Mediapati.com, Pati – SMP Satu Atap Negeri 1 Kuwawur kembali menunjukkan komitmennya dalam mendukung transformasi digital di bidang pendidikan melalui pengembangan SIPANDA (Sistem Informasi Pendidik dan Tenaga Kependidikan). Inovasi berbasis teknologi informasi ini dikembangkan untuk mempermudah pengelolaan data guru dan tenaga kependidikan secara mandiri, cepat, dan terdokumentasi. Yang menjadi nilai tambah, SIPANDA telah terintegrasi dengan SIMANGUT, sistem pengelolaan data milik Dinas Pendidikan dan Kebudayaan Kabupaten Pati, sehingga mendukung keselarasan data antara sekolah dan dinas.
Sebelum SIPANDA diterapkan, proses pembaruan data kepegawaian masih dilakukan secara manual. Guru harus menyerahkan dokumen cetak kepada operator sekolah, kemudian data dihimpun kembali untuk kebutuhan administrasi maupun pelaporan.

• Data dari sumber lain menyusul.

PR #959, opened 2026-05-31
node, libp2p-glue: downgrade per-chunk reqresp + per-attestation gossip logs to debug

ch4r10t33r:
## Summary

Three log statements that fire many times per slot at info level were pushing useful info-level signal off the screen on busy devnet hosts. All three are routine per-event tracing — valuable for debugging but not for normal operation. Moved to debug:

- \`rust/libp2p-glue/src/lib.rs:3120\` — \`[reqresp] Sent response chunk on channel ...\` (fires once per response chunk; a single \`blocks_by_range\` reply can emit dozens)
- \`rust/libp2p-glue/src/lib.rs:3131\` — \`[reqresp] Sent end-of-stream on channel ...\` (paired with the chunk log; once per response stream)
- \`pkgs/node/src/node.zig:463\` — \`received gossip attestation for slot=... validator=...\` (once per attestation per validator per slot — the loudest line in node logs)

No behaviour change. Paired aggregation / published / processed lines were intentionally left at info per scope clarification.

## Test plan

- [x] \`zig build test\` — green
- [x] \`cargo build -p libp2p-glue\` — green
- [ ] Devnet smoke after deploy — confirm logs no longer flood with these three lines at info level

### DIFF
--- a/pkgs/node/src/chain.zig
+++ b/pkgs/node/src/chain.zig
@@ -3211,7 +3211,7 @@ pub const BeamChain = struct {
                         return err;
                     };
                 }
-                self.logger.info("processed gossip attestation for slot={d} validator={d}{f}", .{
+                self.logger.debug("processed gossip attestation for slot={d} validator={d}{f}", .{
                     slot,
                     validator_id,
                     validator_node_name,
--- a/pkgs/node/src/node.zig
+++ b/pkgs/node/src/node.zig
@@ -460,7 +460,7 @@ pub const BeamNode = struct {
                 const validator_node_name = self.node_registry.getNodeNameFromValidatorIndex(validator_id);
 
                 const sender_node_name = self.node_registry.getNodeNameFromPeerId(sender_peer_id);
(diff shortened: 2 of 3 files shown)


zclawz (dismissed):
Reviewed. This is a narrow logging-level-only change: the noisy per-attestation gossip line and per-response-chunk / EOS reqresp lines move from info to debug, with no control-flow or state changes. That matches the PR intent and preserves error/warn signal for actual send failures.

Lint is already green on this head; the broader build/test matrix is still running as I write this, so please wait for CI before merge. No code-level blockers from me.

zclawz (approved):
Re-reviewed latest head `eec71aa`. The new commit is consistent with the PR’s scope: it also downgrades the matching per-attestation chain “processed gossip attestation” line from info to debug. Still logging-only, no behavior/state change.

Lint is green and the macOS build has passed; the remaining matrix jobs are still running as I write this, so wait for full CI green before merge. No code-level blockers from me.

Proses tersebut memerlukan waktu yang cukup lama, berpotensi menimbulkan kesalahan pencatatan, serta meningkatkan risiko dokumen tercecer atau sulit ditemukan ketika dibutuhkan. Melihat kondisi tersebut, SMP Satu Atap Negeri 1 Kuwawur mengembangkan SIPANDA sebagai solusi digital yang mampu menyederhanakan proses administrasi kepegawaian.
Melalui SIPANDA, setiap guru dan tenaga kependidikan memiliki akun pribadi untuk mengelola data serta mengunggah dokumen kepegawaiannya secara mandiri, seperti biodata, SK, ijazah, sertifikat, SKP, dan dokumen pendukung lainnya. Seluruh data tersimpan secara digital, sementara dokumen dikelola secara terstruktur pada media penyimpanan yang telah ditetapkan. Dengan mekanisme tersebut, proses pembaruan data menjadi lebih cepat, transparan, dan terdokumentasi dengan baik.
Keunggulan utama SIPANDA terletak pada integrasinya dengan SIMANGUT yang dikelola oleh Dinas Pendidikan dan Kebudayaan Kabupaten Pati. Melalui mekanisme pengelolaan data yang terhubung, informasi yang diperbarui melalui SIPANDA dapat menjadi bagian dari data yang dikelola dalam SIMANGUT, sehingga sekolah dan dinas memiliki acuan data yang sama. Integrasi ini mendukung peningkatan kualitas data kepegawaian, meminimalkan perbedaan informasi, serta mempercepat proses administrasi dan pelaporan tanpa harus melakukan penginputan data secara berulang.
Kehadiran SIPANDA memberikan dampak nyata bagi lingkungan sekolah. Guru dapat memperbarui data kapan saja menggunakan akun masing-masing, operator sekolah lebih fokus pada proses verifikasi dan pengelolaan administrasi, sedangkan dokumen kepegawaian tersimpan secara digital sehingga lebih aman, mudah dicari, dan mengurangi ketergantungan pada arsip fisik. Inovasi ini juga memperkuat budaya kerja berbasis teknologi informasi sekaligus meningkatkan efektivitas pelayanan administrasi kepada seluruh pendidik dan tenaga kependidikan.
Melalui inovasi SIPANDA, SMP Satu Atap Negeri 1 Kuwawur berharap dapat terus mendukung percepatan transformasi digital di sektor pendidikan. Kolaborasi antara sekolah dengan Dinas Pendidikan dan Kebudayaan Kabupaten Pati melalui integrasi dengan SIMANGUT menjadi langkah strategis dalam mewujudkan tata kelola data kepegawaian yang lebih akurat, efisien, transparan, dan berkelanjutan demi peningkatan kualitas layanan pendidikan.